Thursday, March 12, 2015

Lazerus Kits For My Mother

The kits I was able to produce for my father using the Lazerus tool at GEDmatch have been easy. I have four descendants (one more is stuck in the lab in Houston) for Group 1 and various combinations of Group 2, which allow me to weed out most of the endogamous relationships. But no matter how I have done it, I get kits with at least 3400 cM.

Considering that GEDmatch defines success by "Batch processing will be performed if resulting kit achieves required threshold of 1500 cM," my father's kits are excellent.

My mother is a different matter. Mother has the same four descendants for Group 1, but candidates for her Group 2 are in short supply. My father has a living sister and brother - my mother has none. I have two first cousins on my mother's side - a son of my uncle and a daughter of my aunt - who qualify, plus two second cousins on either side, though one of those four, Beth, is not yet on GEDmatch.

So for now, I went with what I had. All the tests are FTDNA's Family Finder.

Everyone in the bottom row has done a Family Finder test.

I decided to create three Lazerus kits for my other - one with the five cousins, one with just my two first cousins and one with Kay alone.

The kit with four of Mother's children in Group 1 and five of my cousins in Group 2 gave my mother 3137.4 cM.

But that is problematic. All of my mother's grandparents are from the same general area. Israel David is from Borisov, in what is now Belarus. Etta Bryna is likely from Borisov or nearby. So is Aunt Mary's husband.

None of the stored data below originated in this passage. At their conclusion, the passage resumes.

PR #204, opened 2015-09-25
Noted updated for requirement to successfully get HAP-NodeJS installed.

derekforeman:
HAP-NodeJS was failing to build with npm install. This might help clarify for others.

### DIFF
--- a/README.md
+++ b/README.md
@@ -52,7 +52,13 @@ You'll also need some patience, as Siri can be very strict about sentence struct
 
 # Getting Started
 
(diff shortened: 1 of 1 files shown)


nfarina:
Awesome thanks!

cflurin:
It depends of the OS. It isn't a requirement for Mac OS X.

maddox:
Yeah, this message is pretty confusing in the README all on it's own. It has no context. "Package" has is pretty vague these days. 

It should mention that this is a Linux dependency for those using Linux (probably a pi), and should provide installation instructions: `sudo apt-get install libavahi-compat-libdnssd-dev `

nfarina:
Good points. I hit Merge a bit too quickly there. Updated the readme in master

PR #225, opened 2015-10-02
Update of handling of binary and percentage type KNX values

snowdd1:
The use of 0/1 for binary objects depends on installation, a contact
sensor can have contact=1 or open=1
The same applies to percentages:  a window can be 100% closed or 100%
open.

For a more general usage of reversed values, a suffix ("R") can now be
attached to all DPT1 and DPT5 group addresses.
Please see updated KNX.md for examples and details.

Note: outdated characteristic-workaround throw an exception at boot-up:
-  ContactSensorStateContact1
-  LockCurrentStateSecured0
-  LockTargetStateSecured0
Please see error message and KNX.md for reference.

### DIFF
--- a/accessories/knxdevice.js
+++ b/accessories/knxdevice.js
@@ -14,6 +14,9 @@ New 2015-09-18:
 New 2015-09-19:
 -  GarageDoorOpener Service
 -  MotionSensor Service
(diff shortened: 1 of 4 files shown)


snowdd1:
Thanks!

Issue #203, opened 2015-09-24
accessory.name displayName and uuid generation


justme-1968:
in the old platform support issue #95 there was a short discussion about the generation of the uuid for each accessory. unfortunately we have not followed this to the end.

for devices that have a real unique serial number it would be better to create the uuid based on this serial number an not on the (display) name which might change during the lifetime of the device.

i would like to suggest creating the (platform) accessories with something like this:
```
var accessoryUUID = uuid.generate(accessoryInstance.constructor.name + ":" + (accessoryInstance.uuid_base || displayName));
```

instead of a new variable uuid_base we could also use the serialNumber from the AccessoryInformation service.

snowdd1:
You mean here
https://github.com/nfarina/homebridge/blob/master/app.js#L162
?
I would support that. During modeling my house I had to change names quite often, as in a global (or house-wide) context the name was not distinctive enough, loosing room asignments and such.
I assume with an constant UUID that would not have happened.

Did you test your change in you own fork/locally?

AccessoryInformation service is quite global in my platform, I would rather configure them as a new property with the accessories within.

justme-1968:
yes. in app.js.

i will check if it works as intended.

desvdp:
see also #148

justme-1968:
what exactly is accessoryInstance.constructor.name in the call to uuid.generate supposed to do?
as far as i can see it just prefixes everything with an 'Object' string. so it looks redundant.

so this:
```
var accessoryUUID = uuid.generate(accessoryInstance.uuid_base || displayName);
```
should be enough?

desvdp:
Actually it prefixes with the name of the accessory type you're generating a UUID for, making accessories unique by their accessory shim by getting the name of the constructor object

> function MyCoolAccessory(n) { this.name=n;}
> var myThing = new MyCoolAccessory("home");
> console.log(myThing.constructor.name);

--> MyCoolAccessory

justme-1968:
hmmm... i'm not sure if this works as intended. if i put a debug message into uuid.generate it just prefixes everything with 'Object'.

snowdd1:
Are you using object literals?

justme-1968:
what exactly do you mean ?

nfarina:
[...]

PR #233, opened 2015-10-06
New UUID generation

snowdd1:
addresses #203

# This is a breaking change for all configured homekit databases, as it will remove room/area assignments and other things configured in iOS apps
... unless your accessory type was called `Object` before

Changes:
- Without any changes to the configuration file all accessories UUIDs will be generated by  `uuid.generate(accessoryType + ":"` instead of the constructor name which turned out to be unreliable in that context.  So about all UUIDs will change.
- For platforms the platformType will be used, as configured in config.json at eg. `"platform":"Nest"`
- new parameter uuid_base can be used for accessories in config.json to use a different base for UUID generation than the displayName, which might not be unique
- platforms can add the same property to their accessories before returned, just as they have a name property right now.

### DIFF
--- a/accessories/knxdevice.js
+++ b/accessories/knxdevice.js
@@ -17,6 +17,8 @@ New 2015-09-19:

Chana Kugel is from Pleschenitsy, now in Belarus, and Hirsch was born in Dolginov, just across the border in Lithuania. Uncle Hymen's wife is from Schedrin, a hundred miles from Borisov. So there is a high probability of a significant amount of overlapping ancestry.

So I cut back to my first cousins, eliminating any endogamy from my second cousins' other grandparents. The size of my mother's kit decreased by twelve percent, to 2766.4 cM. I thought it would shrink more. Some of that decrease is real and some is because endogamy had created a larger kit to begin with.

However, I was able to eliminate the endogamy entirely. Kay's father has no Jewish DNA, so if I used her alone in Group 2, there would be no endogamy at all. The results here surprised me even more. This Lazerus kit had 2188.8 cM. That's nearly eighty percent of the kit that was made from Kay and Leonard together in group 2.

Finally, for sport, I did a fourth kit using Leonard alone in group 2. That kit had 1527.6 cM. Kay's match with us is 43% greater than Leonard's, even with any endogamous effect that Leonard's mother might have.

Note that all these kits, including those with one person in Group 2, are above the threshold that GEDmatch sets for batch processing.

Blaine Bettinger who blogs at The Genetic Genealogist, is doing a study on the amount of shared DNA in known relationships. If you haven't participated, you should. I imagine the findings above will interest him.